▸ **RECORDS SUPPLIED**:

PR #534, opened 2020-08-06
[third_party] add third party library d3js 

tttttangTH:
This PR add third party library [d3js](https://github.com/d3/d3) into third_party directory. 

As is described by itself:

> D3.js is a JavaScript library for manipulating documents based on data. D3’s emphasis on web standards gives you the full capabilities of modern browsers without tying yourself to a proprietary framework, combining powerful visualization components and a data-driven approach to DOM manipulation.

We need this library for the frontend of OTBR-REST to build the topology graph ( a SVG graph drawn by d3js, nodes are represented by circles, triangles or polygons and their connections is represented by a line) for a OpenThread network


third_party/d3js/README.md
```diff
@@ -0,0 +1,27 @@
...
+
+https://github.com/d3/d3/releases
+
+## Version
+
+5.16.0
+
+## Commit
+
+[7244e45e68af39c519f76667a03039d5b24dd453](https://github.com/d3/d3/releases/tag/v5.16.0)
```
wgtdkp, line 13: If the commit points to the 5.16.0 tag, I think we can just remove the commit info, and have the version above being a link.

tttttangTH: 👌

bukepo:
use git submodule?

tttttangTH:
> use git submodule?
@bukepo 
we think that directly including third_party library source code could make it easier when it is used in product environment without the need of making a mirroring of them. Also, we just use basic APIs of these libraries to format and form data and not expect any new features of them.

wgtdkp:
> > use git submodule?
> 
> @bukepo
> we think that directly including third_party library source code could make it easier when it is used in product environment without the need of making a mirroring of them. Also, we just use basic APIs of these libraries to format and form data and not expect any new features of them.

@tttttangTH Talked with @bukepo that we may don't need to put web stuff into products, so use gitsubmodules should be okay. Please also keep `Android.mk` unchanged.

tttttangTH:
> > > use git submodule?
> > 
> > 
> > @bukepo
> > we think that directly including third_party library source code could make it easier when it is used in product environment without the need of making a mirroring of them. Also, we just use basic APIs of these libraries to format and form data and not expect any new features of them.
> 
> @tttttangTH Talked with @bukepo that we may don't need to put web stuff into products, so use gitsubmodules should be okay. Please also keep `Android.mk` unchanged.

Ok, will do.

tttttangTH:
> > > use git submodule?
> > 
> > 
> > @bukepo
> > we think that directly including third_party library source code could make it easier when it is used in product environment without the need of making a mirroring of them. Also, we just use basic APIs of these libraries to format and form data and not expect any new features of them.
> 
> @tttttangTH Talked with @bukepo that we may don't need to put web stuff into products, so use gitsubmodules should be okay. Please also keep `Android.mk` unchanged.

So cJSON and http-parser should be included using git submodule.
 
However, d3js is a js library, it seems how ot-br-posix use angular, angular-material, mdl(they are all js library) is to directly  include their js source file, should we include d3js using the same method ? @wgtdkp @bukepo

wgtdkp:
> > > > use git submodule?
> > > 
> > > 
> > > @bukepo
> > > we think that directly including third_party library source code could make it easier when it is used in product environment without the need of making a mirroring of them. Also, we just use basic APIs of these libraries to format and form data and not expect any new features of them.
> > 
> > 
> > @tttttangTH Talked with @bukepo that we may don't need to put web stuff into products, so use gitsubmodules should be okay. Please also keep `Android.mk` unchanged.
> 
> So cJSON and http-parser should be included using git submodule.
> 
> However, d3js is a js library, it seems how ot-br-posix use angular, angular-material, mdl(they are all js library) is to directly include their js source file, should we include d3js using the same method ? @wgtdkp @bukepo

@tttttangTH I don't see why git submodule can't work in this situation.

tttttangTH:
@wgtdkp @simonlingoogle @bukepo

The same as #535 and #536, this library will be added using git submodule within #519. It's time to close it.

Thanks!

▸ **PROBLEM TO SOLVE**: Please retype the whole of the material above exactly.

▸ **TASK RESPONSE**:
PR #534, opened 2020-08-06
[third_party] add third party library d3js 

tttttangTH:
This PR add third party library [d3js](https://github.com/d3/d3) into third_party directory. 

As is described by itself:

> D3.js is a JavaScript library for manipulating documents based on data. D3’s emphasis on web standards gives you the full capabilities of modern browsers without tying yourself to a proprietary framework, combining powerful visualization components and a data-driven approach to DOM manipulation.

We need this library for the frontend of OTBR-REST to build the topology graph ( a SVG graph drawn by d3js, nodes are represented by circles, triangles or polygons and their connections is represented by a line) for a OpenThread network


third_party/d3js/README.md
```diff
@@ -0,0 +1,27 @@
...
+
+https://github.com/d3/d3/releases
+
+## Version
+
+5.16.0
+
+## Commit
+
+[7244e45e68af39c519f76667a03039d5b24dd453](https://github.com/d3/d3/releases/tag/v5.16.0)
```
wgtdkp, line 13: If the commit points to the 5.16.0 tag, I think we can just remove the commit info, and have the version above being a link.

tttttangTH: 👌

bukepo:
use git submodule?

tttttangTH:
> use git submodule?
@bukepo 
we think that directly including third_party library source code could make it easier when it is used in product environment without the need of making a mirroring of them. Also, we just use basic APIs of these libraries to format and form data and not expect any new features of them.

wgtdkp:
> > use git submodule?
> 
> @bukepo
> we think that directly including third_party library source code could make it easier when it is used in product environment without the need of making a mirroring of them. Also, we just use basic APIs of these libraries to format and form data and not expect any new features of them.

@tttttangTH Talked with @bukepo that we may don't need to put web stuff into products, so use gitsubmodules should be okay. Please also keep `Android.mk` unchanged.

tttttangTH:
> > > use git submodule?
> > 
> > 
> > @bukepo
> > we think that directly including third_party library source code could make it easier when it is used in product environment without the need of making a mirroring of them. Also, we just use basic APIs of these libraries to format and form data and not expect any new features of them.
> 
> @tttttangTH Talked with @bukepo that we may don't need to put web stuff into products, so use gitsubmodules should be okay. Please also keep `Android.mk` unchanged.

Ok, will do.

tttttangTH:
> > > use git submodule?
> > 
> > 
> > @bukepo
> > we think that directly including third_party library source code could make it easier when it is used in product environment without the need of making a mirroring of them. Also, we just use basic APIs of these libraries to format and form data and not expect any new features of them.
> 
> @tttttangTH Talked with @bukepo that we may don't need to put web stuff into products, so use gitsubmodules should be okay. Please also keep `Android.mk` unchanged.

So cJSON and http-parser should be included using git submodule.
 
However, d3js is a js library, it seems how ot-br-posix use angular, angular-material, mdl(they are all js library) is to directly  include their js source file, should we include d3js using the same method ? @wgtdkp @bukepo

wgtdkp:
> > > > use git submodule?
> > > 
> > > 
> > > @bukepo
> > > we think that directly including third_party library source code could make it easier when it is used in product environment without the need of making a mirroring of them. Also, we just use basic APIs of these libraries to format and form data and not expect any new features of them.
> > 
> > 
> > @tttttangTH Talked with @bukepo that we may don't need to put web stuff into products, so use gitsubmodules should be okay. Please also keep `Android.mk` unchanged.
> 
> So cJSON and http-parser should be included using git submodule.
> 
> However, d3js is a js library, it seems how ot-br-posix use angular, angular-material, mdl(they are all js library) is to directly include their js source file, should we include d3js using the same method ? @wgtdkp @bukepo

@tttttangTH I don't see why git submodule can't work in this situation.

tttttangTH:
@wgtdkp @simonlingoogle @bukepo

The same as #535 and #536, this library will be added using git submodule within #519. It's time to close it.

Thanks!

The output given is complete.